Performance evaluation

We compare the processing time of the stereo vision system with the Nvidia DNN perception: object detection, lane detection, and free space detection, simulation on the Ubuntu 16.04 (x86_64 architecture) and research vehicle with Drive PX2 (aarch64 architecture) platform, are shown in Table 1 [17].

Table 1 Processing time (in milliseconds)

The processing time of the stereo vision system is 23 ms (43 Hz) on a Desktop PC with Intel Core i7 CPU (Ubuntu 16.04 LTS), Nvidia Titan Xp GPU card, and 138 ms (7.2 Hz) on the Drive PX2 platform, which is suitable for various low-speed cooperative automated vehicles.

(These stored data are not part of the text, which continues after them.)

PR #35, opened 2025-11-17
feat: add conformance tests for SEP-1699 SSE polling

felixweinberger:
Adds conformance tests for SEP-1699 which introduces SSE polling via server-side disconnect.

## Summary
- Client test: validates retry field timing respect (MUST requirement)
- Client test: validates Last-Event-ID sent on reconnection (SHOULD requirement)
- Server test: validates priming event with id and empty data (SHOULD requirement)
- Server test: validates retry field sent before disconnect (SHOULD requirement)
- Fixed timing validation to only track GET requests (not POST)
- Added "very late" threshold (>2x retry) as FAILURE vs "slightly late" as WARNING

## Motivation and Context
SEP-1699 introduces SSE polling behavior. These conformance tests ensure SDK implementations correctly handle retry field timing, priming events, and graceful disconnection.

## How Has This Been Tested?
- All conformance checks pass against TypeScript SDK implementation
- Verified timing tolerances work correctly (2000ms retry, ~50ms early tolerance, ~200ms late tolerance)

## Breaking Changes
None.

## Types of changes
- [ ] Documentation update

## Checklist

### DIFF
--- a/src/scenarios/server/sse-polling.ts
+++ b/src/scenarios/server/sse-polling.ts
@@ -2,86 +2,95 @@
  * SSE Polling conformance test scenarios for MCP servers (SEP-1699)
  *
  * Tests that servers properly implement SSE polling behavior including:
- * - Sending priming events with event ID and empty data
- * - Sending retry field before closing connection
+ * - Sending priming events with event ID and empty data on POST SSE streams
+ * - Sending retry field in priming events when configured
+ * - Replaying events when client reconnects with Last-Event-ID
  */
 
 import { ClientScenario, ConformanceCheck } from '../../types.js';
 import { EventSourceParserStream } from 'eventsource-parser/stream';
+import { Client } from '@modelcontextprotocol/sdk/client/index.js';
+import { StreamableHTTPClientTransport } from '@modelcontextprotocol/sdk/client/streamableHttp.js';
 
 export class ServerSSEPollingScenario implements ClientScenario {
   name = 'server-sse-polling';
   description =
-    'Test server sends SSE priming event and retry field (SEP-1699)';
+    'Test server sends SSE priming events on POST streams and supports event replay (SEP-1699)';
 
   async run(serverUrl: string): Promise<ConformanceCheck[]> {
     const checks: ConformanceCheck[] = [];
 
+    let sessionId: string | undefined;
+    let client: Client | undefined;
+    let transport: StreamableHTTPClientTransport | undefined;
+
     try {
-      // Make a GET request to establish SSE stream
-      const response = await fetch(serverUrl, {
-        method: 'GET',
-        headers: {
-          Accept: 'text/event-stream'
+      // Step 1: Initialize session with the server
+      client = new Client(
+        {
+          name: 'conformance-test-client',
+          version: '1.0.0'
+        },
+        {
+          capabilities: {
+            sampling: {},
+            elicitation: {}
+          }
         }
+      );
+
+      transport = new StreamableHTTPClientTransport(new URL(serverUrl));
+      await client.connect(transport);
+
+      // Extract session ID from transport (accessing internal state)
+      sessionId = (transport as unknown as { sessionId?: string }).sessionId;
+
+      if (!sessionId) {
+        checks.push({
+          id: 'server-sse-polling-session',
+          name: 'ServerSSEPollingSession',
+          description: 'Server provides session ID for SSE polling tests',
+          status: 'WARNING',
+          timestamp: new Date().toISOString(),
+          specReferences: [
+            {
+              id: 'SEP-1699',
+              url: 'https://github.com/modelcontextprotocol/modelcontextprotocol/issues/1699'
+            }
+          ],
+          details: {
+            message:
+              'Server did not provide session ID - SSE polling tests may not work correctly'
+          }
+        });
+      }
+
+      // Step 2: Make a POST request that returns SSE stream
+      // We need to use raw fetch to observe the priming event
+      const postResponse = await fetch(serverUrl, {
+        method: 'POST',
+        headers: {
+          'Content-Type': 'application/json',
+          Accept: 'text/event-stream, application/json',
+          ...(sessionId && { 'mcp-session-id': sessionId }),
+          'mcp-protocol-version': '2025-03-26'
+        },
+        body: JSON.stringify({
+          jsonrpc: '2.0',
+          id: 1,
+          method: 'tools/list',
+          params: {}
+        })
       });
 
-      // Check if server supports SSE GET endpoint
-      if (response.status === 405) {
+      if (!postResponse.ok) {
         checks.push({
-          id: 'server-sse-polling-endpoint',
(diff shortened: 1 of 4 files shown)


src/scenarios/server/sse-polling.ts
```diff
@@ -0,0 +1,288 @@
...
+    const checks: ConformanceCheck[] = [];
+
+    try {
+      // Make a GET request to establish SSE stream
+      const response = await fetch(serverUrl, {
+        method: 'GET',
+        headers: {
+          Accept: 'text/event-stream'
+        }
+      });
```
paoloricciuti: I might be wrong, but by reading the SEP, it seems like the main reason it was proposed and accepted is to allow POST requests to disconnect after priming the ID. Since this test is only doing a GET request, it would pass even if the server was only sending the ID on the standalone server, no?

src/scenarios/server/sse-polling.ts
paoloricciuti, line 1: Trying to run this locally with a server that doesn't send the ID, I don't get a failure, but I get a success 0/0 which is a bit weird but maybe intentional since it's back compatible? Maybe we should also show warnings in the result, tho?

src/scenarios/server/sse-polling.ts
```diff
@@ -0,0 +1,288 @@
...
+          }
+        });
+        return checks;
+      }
+
+      if (!response.ok) {
+        checks.push({
+          id: 'server-sse-polling-connection',
+          name: 'ServerSSEPollingConnection',
+          description: 'Server accepts SSE GET request',
```
paoloricciuti: See comment above, I think this should either apply to both GET and POST or even specifically to POST

src/scenarios/server/sse-polling.ts
```diff
@@ -0,0 +1,288 @@
...
+          ],
+          details: {
+            serverUrl,
+            statusCode: response.status,
+            message:
+              'Server does not support SSE GET endpoint (405 Method Not Allowed)'
+          }
+        });
+        return checks;
+      }
```
paoloricciuti: How do we plan to provide tests for when this behaviour is actually expected? Do we expect people to build multiple testing server and run them against various conformance suites?

src/scenarios/server/sse-polling.ts
```diff
@@ -0,0 +1,288 @@
...
+      try {
+        while (true) {
+          const { value: event, done } = await reader.read();
+
+          if (done) {
+            disconnected = true;
+            break;
+          }
+
+          eventCount++;
```
paoloricciuti, line 180: If we do expect multiple events, shouldn't we describe which event the server is expected to send for implementors of the everything-server?

src/scenarios/server/sse-polling.ts
felixweinberger: That's because I added this test to the `Pending` list, as https://github.com/modelcontextprotocol/typescript-sdk/pull/1129 is still WIP and hasn't landed yet. 

But I only plan to land this conformance scenario after shipping that anyway so might as well keep it failing for now, updating.

src/scenarios/server/sse-polling.ts
felixweinberger: Thanks for the review, and you're right - great catch. Will amend before publishing.

src/scenarios/server/sse-polling.ts
felixweinberger: I'm not 100% sure what you mean, but the idea of the conformance test suite is to have an `everything-server` in whatever SDK you're working on that implements all the features and then run the suite against it.

The `everything-server` for typescript is in this repo, but for others (e.g. Python here: https://github.com/modelcontextprotocol/python-sdk/pull/1604) it should be in the respective SDK repo.

The simplest approach is to have a single `everything-server` that implements all the required features for the tests and then run the entire suite against it.

Does that answer your question?

src/scenarios/server/sse-polling.ts
felixweinberger: Yes, will fix.

src/scenarios/server/sse-polling.ts
paoloricciuti: I actually run this before it was in the pending list 😄 The scenario was there but had 0/0 tests failing

src/scenarios/server/sse-polling.ts
felixweinberger: The `everything-server` will need to be implemented in this repo at https://github.com/modelcontextprotocol/conformance/tree/main/examples/servers/typescript

I probably shouldn't have pushed this PR yet as it only really makes sense once https://github.com/modelcontextprotocol/typescript-sdk/pull/1129 lands and the everything-server here can actually implement the required features.

Apologies, probably caused more confusion than necessary by pushing this draft.

src/scenarios/server/sse-polling.ts
paoloricciuti: Not really... my question is: returning 405 when the GET stream is not supported is one of the spec points. It would be good to have that in test form. But a server can either accept SSE or not so a single everything-server can't satisfy both 🤔

felixweinberger: That's fair, not sure we have that crisply defined yet what the behavior in that case should be - wdyt @pcarleton?

pcarleton: yea good question. In the client testing world, I have not done an "everything client", e.g. the "basic" client and the "auth" client are different clients people have to implement.

For client's it's a bit different because they need to be proactive instead of reactive.  Thinking about it, we could theoretically do an "everything client" that runs through many different spec features in a specified order.

In any event, to address the issue a few ideas I've been considering:
* Separating tests into "suites" that can be run all with the same client or command (e.g. everything-server suite is all against 1 server, client auth is all against 1 client run multiple times)
* Specifying a "run config" that matches up commands with the scenario to test, so if you do decide to do separate commands for separate scenarios, you can easily run a bunch together
* Passing in some kind of json "context" as an argument to the server, that tells it how to run
  * can make it easier to pass dynamic context in, like auth might need a client id and secret that's dynamically provisioned
  * can also change behavior of the server e.g. a stateless or stateful

The "simplest" is just require a different command, and implicitly people will need to figure out how to run them both in their CI suites

paoloricciuti: Yeah I think having different suites could work...but I would also allow for pass everything as a configuration and have an --all command that runs the different suites against the configured servers

src/scenarios/server/sse-polling.ts
paoloricciuti: Don't worry no confusion at all...I was just thinking about what the requirements for this test would be: are we expecting multiple events to be sent? Would those event only be Id, retry and data? Basically: should the server have a specific tool that this test can test against?

src/scenarios/server/sse-polling.ts
paoloricciuti: Btw this probably could actually be used to further improve the spec: is the id required/suggested also for the standalone stream? It's not very clear.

The proposed system was presented as a live demonstration at the Intelligent Transport Systems European Congress during 3-6 June 2019 in the Automotive Campus in Helmond, Netherlands, and in the i-CAVE yearly event from 31 October to 1 November 2019 at the Van der Valk Hotel, Leeuw Trainings Center in Eindhoven, Netherlands.

Discussions

The stereo vision system’s design model discussed here is based on OOAD methodologies with UML concepts. Based on the use of multiple and concurrent views, the 4+1 view model of software architecture is used for describing the architecture of the proposed stereo system. These views are used to explain the system from the perspective of various stakeholders, such as end-users, developers, system engineers, and project managers. A RUP provides the 4+1 views to translate progressively the user needs into a final feasible solution.  It takes into account the different views of the system development process life cycle such as the use case view, logical view, process view, development view, and physical view. The presented software development process with the 4+1 view architectural model, however, is not fully auto code generated from the designed system model. The authors implemented the prototype of the designed model based on the auto code generated skeletal code. The authors then integrated the developed stereo vision system with the perception system of cooperative automated vehicles and conducted experiments with the simulator and cooperative automated research platform. Thus, the presented methodology reduces the gap between software engineering methods and cooperative automotive engineering concepts.

Conclusions

This article presents a model-based design methodology to develop an onboard stereo vision system for cooperative automated vehicles. The OOAD methodologies with UML concepts simplify the software development process, while software design methodologies make the stereo vision system more modular. The designed stereo vision system model focuses on software engineering design methodologies and integrates stereo camera sensor and perception technology, which is usually seen as an engineering concept-the designed solution fulfils the research goals, system requirements, functional and non-functional requirements of the stereo vision system. The model-driven methods are derived from the designed model, which is developed and integrated into an independent stereo vision system. It can estimate the obstacle motion. The developed system runs on the Carla simulation environment and on the Renault Twizy cooperative automated vehicle research platform in real-time.